PR #2318, opened 2021-01-11
Fix key registration spanning over multiple blocks

lgalabru:
This PR is improving a patch for a bug that I spotted a few months ago (https://github.com/blockstack/stacks-blockchain/commit/750687e86a98b5f0820b1a5c818266d68e6c1ebb).
The patch above was essentially inefficient when a key_register op is sitting in the mempool during multiple blocks.

### DIFF
--- a/testnet/stacks-node/src/neon_node.rs
+++ b/testnet/stacks-node/src/neon_node.rs
@@ -957,7 +957,7 @@ fn spawn_miner_relayer(
 }
 
 enum LeaderKeyRegistrationState {
-    None,
+    Inactive,
     Pending,
     Active(RegisteredKey),
 }
@@ -1128,7 +1128,7 @@ impl InitializedNeonNode {
             is_miner,
             sleep_before_tenure,
             atlas_config,
-            leader_key_registration_state: LeaderKeyRegistrationState::None,
+            leader_key_registration_state: LeaderKeyRegistrationState::Inactive,
         }
     }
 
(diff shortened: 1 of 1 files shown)


kantai (approved):
This LGTM!

testnet/stacks-node/src/neon_node.rs
```diff
@@ -966,6 +956,12 @@ fn spawn_miner_relayer(
     Ok(())
 }
 
+enum LeaderKeyRegistrationState {
+    None,
```
jcnelson, line 960: Style nit -- can we avoid using reserved Rust keywords?  Maybe `Nothing` instead of `None`?

jcnelson (approved):
This LGTM, but please address the style nit.

I did have one other design question.  What happens if I stop the miner and re-start it?  Will it detect my previously-registered VRF key and proceed to use it?  Or will it force me to re-register a VRF key?

testnet/stacks-node/src/neon_node.rs
lgalabru: Addressed with https://github.com/blockstack/stacks-blockchain/pull/2318/commits/040777078f052f63d1654e8d4beb6fc11b878237

lgalabru:
At this point, it will force to re-register, but we should be able to add this feature by adding a `Recover` state to the enum. Happy to implement this optimization later this week.

jcnelson:
Yeah, it's not a mainnet blocker.  But please open an issue for it.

- **INSTRUCTIONS TO FOLLOW**:
Whenever the string "patch" occurs in a line of the entries above, copy that line.

- **YOUR RESPONSE**:
This PR is improving a patch for a bug that I spotted a few months ago (https://github.com/blockstack/stacks-blockchain/commit/750687e86a98b5f0820b1a5c818266d68e6c1ebb).
The patch above was essentially inefficient when a key_register op is sitting in the mempool during multiple blocks.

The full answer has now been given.